Exercise |
From the first line to the last, output the entries exactly.

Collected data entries
•••••

Issue #47, opened 2019-01-12
Add an easy way to migrate from the Android NDK


gchatelet:
Provide a drop in replacement for the [NDK's cpu-features.h](https://android.googlesource.com/platform/ndk/+/master/sources/android/cpufeatures/cpu-features.h)

PR #53, opened 2019-01-17
Export GetArmCpuId function

gchatelet:
This is in preparation of adding [ndk_compat](https://github.com/google/cpu_features/issues/47)

### DIFF
--- a/include/cpuinfo_arm.h
+++ b/include/cpuinfo_arm.h
@@ -15,6 +15,7 @@
 #ifndef CPU_FEATURES_INCLUDE_CPUINFO_ARM_H_
 #define CPU_FEATURES_INCLUDE_CPUINFO_ARM_H_
 
+#include <stdint.h>  // uint32_t
 #include "cpu_features_macros.h"
 
 CPU_FEATURES_START_CPP_NAMESPACE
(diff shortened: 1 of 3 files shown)


include/cpuinfo_arm.h
```diff
@@ -15,6 +15,7 @@
 #ifndef CPU_FEATURES_INCLUDE_CPUINFO_ARM_H_
 #define CPU_FEATURES_INCLUDE_CPUINFO_ARM_H_
 
+#include <stdint.h>  // uint32_t
```
Mizux: this header is C99, is it ok for you ?
see: https://en.cppreference.com/w/c/types/integer

gchatelet: Yes.
This is stated in the description of the project that we are expecting C99.

Mizux: FYI if we target cmake 3.1 (or above)
then we could add:
```cmake
set_target_properties(tgt PROPERTIES
  C_STANDARD 99
  C_STANDARD_REQUIRED ON)
```
src: https://cmake.org/cmake/help/v3.1/prop_tgt/C_STANDARD.html
https://cmake.org/cmake/help/v3.1/command/set_target_properties.html

PR #221, opened 2020-04-12
enh(UI): Reduce space inside expansion panel summary and details

Thebarda:


bdauria:
@Thebarda there is something weird in the right bar, it seems the border continues until the bottom, while the panel actually stops before (see the storyshot)

src/RightPanel/index.jsx
```diff
@@ -148,15 +148,17 @@ const RightPanel = ({
...
-          <SecondaryPanelBar
-            aria-label="Close Secondary Panel"
-            display="flex"
-            alignItems="center"
-            alignContent="center"
-            onClick={toggleSecondaryPanel}
-          >
-            {secondaryPanelActive && <CloseSecondaryPanelIcon />}
-          </SecondaryPanelBar>
+          {secondaryPanelActive && (
```
bdauria, line 151: The panel bar should always be visible, regardless of the secondary panel is active or not

jdelpierre:
> here is something weird in the right bar, it seems the border continues until the bottom, while the panel actually stops before (see the storyshot)

I have the same remark, is that normal?

Thebarda:
> > here is something weird in the right bar, it seems the border continues until the bottom, while the panel actually stops before (see the storyshot)
> 
> I have the same remark, is that normal?

I fixed that

src/RightPanel/index.jsx
```diff
@@ -57,8 +57,8 @@ const MainPanel = styled(Box)({
 const SecondaryPanelBar = styled(Box)({
   border: '1px solid #D6D6D8',
   width: 20,
-  height: '100%',
   cursor: 'pointer',
+  marginBottom: '49px',
```
bdauria, line 61: Is this supposed to correspond to the height of the HeaderContainer? in that case, we need to extract a variable to synchronize both values

bdauria, line 61: Is this supposed to correspond to the height of the HeaderContainer? in that case, we need to extract a variable to synchronize both values

PR #226, opened 2020-04-21
feat(api): Add useRequest hook

bdauria:
## Description

This adds the useRequest hook to avoid API request logic duplication (request cancellation, loading indication and error handling).
Example of basic usage:
```
import * as React from 'react';

import getEntity from '../api';
import LoadingIndicator from '../LoadingIndicator';

const MyComponent = () => {
  const [entity, setEntity] = useState({});
  const { sendRequest, sending } = useGet({
    request: getEntity,
  });

  React.useEffect(() => sendRequest().then(setEntity), []);

  if (fetching) {
    return <LoadingIndicator />
  }
  
 return <h1>{entity.name}</h1>;
}
``` 

In case of error, the hook will try to retrieve the API error message (by accessing error.response.data.message) and display it via the Snackbar. If the path is not accessible, it will default to a given error (defaultLabelFailure).  

If a custom error message dependping on the caught error must be displayed instead, the prop `getErrorMessage` can be used, which is a function accepting the error, and returing a string. Example:

```
const getErrorMessage = (error) => {
if (error.status === 404) {
  return 'Not found';
}

return 'Something went wrong...';
```


bdauria:
@Thebarda Actually I think we can already make it method agnostic, by accepting the request function externally instead of just the endpoint. I'll give it a shot

bdauria:
> @Thebarda Actually I think we can already make it method agnostic, by accepting the request function externally instead of just the endpoint. I'll give it a shot

@Thebarda done :)

src/api/useRequest/index.ts
```diff
@@ -0,0 +1,62 @@
...
+
+const useRequest = <TResult>({
+  request,
+  getErrorMessage,
+  defaultFailureMessage = 'Oops, something went wrong',
+}: RequestParams<TResult>): RequestResult<TResult> => {
+  const { token, cancel } = useCancelTokenSource();
+  const { showMessage } = useSnackbar();
+
+  const [sending, setSending] = React.useState(true);
```
kduret, line 28: sending should be true only when sendRequest is called
```suggestion
  const [sending, setSending] = React.useState(false);
```

src/api/useRequest/index.ts
```diff
@@ -0,0 +1,62 @@
...
+    showMessage({
+      message,
+      severity: Severity.error,
+    });
+  };
+
+  const sendRequest = (): Promise<TResult> => {
+    setSending(true);
+
+    return request(token)
```
Thebarda, line 49: If I understand well. request shall be implemented like that ?
```javascript
 request : (token) => get('apiurl').then((result) => console.log(result))
```

bdauria: As per typing:
``` 
 request: (token) => Promise<TResult>;
```
So for instance:
```
const listEntity = (token) => axios.get('/entityEndpoint', { cancelToken: token });
```

Thebarda: Ok but where do we implement onSuccess callback ?

bdauria: We don't. Since we're returning the sendRequest function, which is a Promise, we can handle the result directly from it (I updated the example in the PR description).

PR #229, opened 2020-04-27
Disable all action bar buttons on error

Thebarda:
This PR disables all action bar buttons (Previous, Next/Finish) where there is an error in current step form.


kduret:
IMHO, we should be able to go to the previous step if there is an error in the current step.

PR #230, opened 2020-04-28
enh(Wizard): Validate form when changing step

Thebarda:
This PR triggers manually a Formik validation when changing step.

Here is a sample of the following bug:
Centreon - IT   Network Monitoring - Google Chrome 2020-04-28 16-39-24


src/Wizard/index.test.jsx
```diff
@@ -56,4 +75,26 @@ describe('Wizard', () => {
 
     expect(getByText('Step 1')).toBeInTheDocument();
   });
+
+  it('can not click on "Finish" button when second step has an error, goes to first step by clicking on "Previous" then return to second step', async () => {
```
bdauria, line 79:
```suggestion
  it('cannot finish the Wazard when there is a validation error, but can change steps', async () => {
```

Test names should describe the case, not describe the details of the steps in place

src/Wizard/index.jsx
```diff
@@ -28,6 +28,14 @@ const cloneElement = (element, props) => {
   return React.cloneElement(element, { ...forwardedProps });
 };
 
+const ValidateForm = ({ children, page, validateForm }) => {
```
bdauria, line 31:
```suggestion
const FormPage = ({ children, page, validateForm }) => {
```

Thebarda: That was the first name of this component x)

package.json
```diff
@@ -47,7 +47,8 @@
     "react-files": "^2.4.8",
     "react-router-dom": "^5.1.2",
     "resize-observer-polyfill": "^1.5.1",
-    "use-debounce": "^3.4.1"
+    "use-debounce": "^3.4.1",
+    "yup": "^0.28.4"
```
kduret, line 51: should we move yup as a dev dependency since it's only used in test files

PR #231, opened 2020-04-29
fix(UI): Fix custom labels display on action bar

Thebarda:


src/Wizard/ActionBar.test.jsx
```diff
@@ -20,4 +22,40 @@ describe('ActionBar', () => {
 
     expect(getByText('Finish').parentNode).toHaveAttribute('disabled');
   });
+
+  it('displays custom previous, next button label when wizar is on second step and not on last step', () => {
```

•••••

Result of the task |
Issue #47, opened 2019-01-12
Add an easy way to migrate from the Android NDK


gchatelet:
Provide a drop in replacement for the [NDK's cpu-features.h](https://android.googlesource.com/platform/ndk/+/master/sources/android/cpufeatures/cpu-features.h)

PR #53, opened 2019-01-17
Export GetArmCpuId function

gchatelet:
This is in preparation of adding [ndk_compat](https://github.com/google/cpu_features/issues/47)

### DIFF
--- a/include/cpuinfo_arm.h
+++ b/include/cpuinfo_arm.h
@@ -15,6 +15,7 @@
 #ifndef CPU_FEATURES_INCLUDE_CPUINFO_ARM_H_
 #define CPU_FEATURES_INCLUDE_CPUINFO_ARM_H_
 
+#include <stdint.h>  // uint32_t
 #include "cpu_features_macros.h"
 
 CPU_FEATURES_START_CPP_NAMESPACE
(diff shortened: 1 of 3 files shown)


include/cpuinfo_arm.h
```diff
@@ -15,6 +15,7 @@
 #ifndef CPU_FEATURES_INCLUDE_CPUINFO_ARM_H_
 #define CPU_FEATURES_INCLUDE_CPUINFO_ARM_H_
 
+#include <stdint.h>  // uint32_t
```
Mizux: this header is C99, is it ok for you ?
see: https://en.cppreference.com/w/c/types/integer

gchatelet: Yes.
This is stated in the description of the project that we are expecting C99.

Mizux: FYI if we target cmake 3.1 (or above)
then we could add:
```cmake
set_target_properties(tgt PROPERTIES
  C_STANDARD 99
  C_STANDARD_REQUIRED ON)
```
src: https://cmake.org/cmake/help/v3.1/prop_tgt/C_STANDARD.html
https://cmake.org/cmake/help/v3.1/command/set_target_properties.html

PR #221, opened 2020-04-12
enh(UI): Reduce space inside expansion panel summary and details

Thebarda:


bdauria:
@Thebarda there is something weird in the right bar, it seems the border continues until the bottom, while the panel actually stops before (see the storyshot)

src/RightPanel/index.jsx
```diff
@@ -148,15 +148,17 @@ const RightPanel = ({
...
-          <SecondaryPanelBar
-            aria-label="Close Secondary Panel"
-            display="flex"
-            alignItems="center"
-            alignContent="center"
-            onClick={toggleSecondaryPanel}
-          >
-            {secondaryPanelActive && <CloseSecondaryPanelIcon />}
-          </SecondaryPanelBar>
+          {secondaryPanelActive && (
```
bdauria, line 151: The panel bar should always be visible, regardless of the secondary panel is active or not

jdelpierre:
> here is something weird in the right bar, it seems the border continues until the bottom, while the panel actually stops before (see the storyshot)

I have the same remark, is that normal?

Thebarda:
> > here is something weird in the right bar, it seems the border continues until the bottom, while the panel actually stops before (see the storyshot)
> 
> I have the same remark, is that normal?

I fixed that

src/RightPanel/index.jsx
```diff
@@ -57,8 +57,8 @@ const MainPanel = styled(Box)({
 const SecondaryPanelBar = styled(Box)({
   border: '1px solid #D6D6D8',
   width: 20,
-  height: '100%',
   cursor: 'pointer',
+  marginBottom: '49px',
```
bdauria, line 61: Is this supposed to correspond to the height of the HeaderContainer? in that case, we need to extract a variable to synchronize both values

bdauria, line 61: Is this supposed to correspond to the height of the HeaderContainer? in that case, we need to extract a variable to synchronize both values

PR #226, opened 2020-04-21
feat(api): Add useRequest hook

bdauria:
## Description

This adds the useRequest hook to avoid API request logic duplication (request cancellation, loading indication and error handling).
Example of basic usage:
```
import * as React from 'react';

import getEntity from '../api';
import LoadingIndicator from '../LoadingIndicator';

const MyComponent = () => {
  const [entity, setEntity] = useState({});
  const { sendRequest, sending } = useGet({
    request: getEntity,
  });

  React.useEffect(() => sendRequest().then(setEntity), []);

  if (fetching) {
    return <LoadingIndicator />
  }
  
 return <h1>{entity.name}</h1>;
}
``` 

In case of error, the hook will try to retrieve the API error message (by accessing error.response.data.message) and display it via the Snackbar. If the path is not accessible, it will default to a given error (defaultLabelFailure).  

If a custom error message dependping on the caught error must be displayed instead, the prop `getErrorMessage` can be used, which is a function accepting the error, and returing a string. Example:

```
const getErrorMessage = (error) => {
if (error.status === 404) {
  return 'Not found';
}

return 'Something went wrong...';
```


bdauria:
@Thebarda Actually I think we can already make it method agnostic, by accepting the request function externally instead of just the endpoint. I'll give it a shot

bdauria:
> @Thebarda Actually I think we can already make it method agnostic, by accepting the request function externally instead of just the endpoint. I'll give it a shot

@Thebarda done :)

src/api/useRequest/index.ts
```diff
@@ -0,0 +1,62 @@
...
+
+const useRequest = <TResult>({
+  request,
+  getErrorMessage,
+  defaultFailureMessage = 'Oops, something went wrong',
+}: RequestParams<TResult>): RequestResult<TResult> => {
+  const { token, cancel } = useCancelTokenSource();
+  const { showMessage } = useSnackbar();
+
+  const [sending, setSending] = React.useState(true);
```
kduret, line 28: sending should be true only when sendRequest is called
```suggestion
  const [sending, setSending] = React.useState(false);
```

src/api/useRequest/index.ts
```diff
@@ -0,0 +1,62 @@
...
+    showMessage({
+      message,
+      severity: Severity.error,
+    });
+  };
+
+  const sendRequest = (): Promise<TResult> => {
+    setSending(true);
+
+    return request(token)
```
Thebarda, line 49: If I understand well. request shall be implemented like that ?
```javascript
 request : (token) => get('apiurl').then((result) => console.log(result))
```

bdauria: As per typing:
``` 
 request: (token) => Promise<TResult>;
```
So for instance:
```
const listEntity = (token) => axios.get('/entityEndpoint', { cancelToken: token });
```

Thebarda: Ok but where do we implement onSuccess callback ?

bdauria: We don't. Since we're returning the sendRequest function, which is a Promise, we can handle the result directly from it (I updated the example in the PR description).

PR #229, opened 2020-04-27
Disable all action bar buttons on error

Thebarda:
This PR disables all action bar buttons (Previous, Next/Finish) where there is an error in current step form.


kduret:
IMHO, we should be able to go to the previous step if there is an error in the current step.

PR #230, opened 2020-04-28
enh(Wizard): Validate form when changing step

Thebarda:
This PR triggers manually a Formik validation when changing step.

Here is a sample of the following bug:
Centreon - IT   Network Monitoring - Google Chrome 2020-04-28 16-39-24


src/Wizard/index.test.jsx
```diff
@@ -56,4 +75,26 @@ describe('Wizard', () => {
 
     expect(getByText('Step 1')).toBeInTheDocument();
   });
+
+  it('can not click on "Finish" button when second step has an error, goes to first step by clicking on "Previous" then return to second step', async () => {
```
bdauria, line 79:
```suggestion
  it('cannot finish the Wazard when there is a validation error, but can change steps', async () => {
```

Test names should describe the case, not describe the details of the steps in place

src/Wizard/index.jsx
```diff
@@ -28,6 +28,14 @@ const cloneElement = (element, props) => {
   return React.cloneElement(element, { ...forwardedProps });
 };
 
+const ValidateForm = ({ children, page, validateForm }) => {
```
bdauria, line 31:
```suggestion
const FormPage = ({ children, page, validateForm }) => {
```

Thebarda: That was the first name of this component x)

package.json
```diff
@@ -47,7 +47,8 @@
     "react-files": "^2.4.8",
     "react-router-dom": "^5.1.2",
     "resize-observer-polyfill": "^1.5.1",
-    "use-debounce": "^3.4.1"
+    "use-debounce": "^3.4.1",
+    "yup": "^0.28.4"
```
kduret, line 51: should we move yup as a dev dependency since it's only used in test files

PR #231, opened 2020-04-29
fix(UI): Fix custom labels display on action bar

Thebarda:


src/Wizard/ActionBar.test.jsx
```diff
@@ -20,4 +22,40 @@ describe('ActionBar', () => {
 
     expect(getByText('Finish').parentNode).toHaveAttribute('disabled');
   });
+
+  it('displays custom previous, next button label when wizar is on second step and not on last step', () => {
```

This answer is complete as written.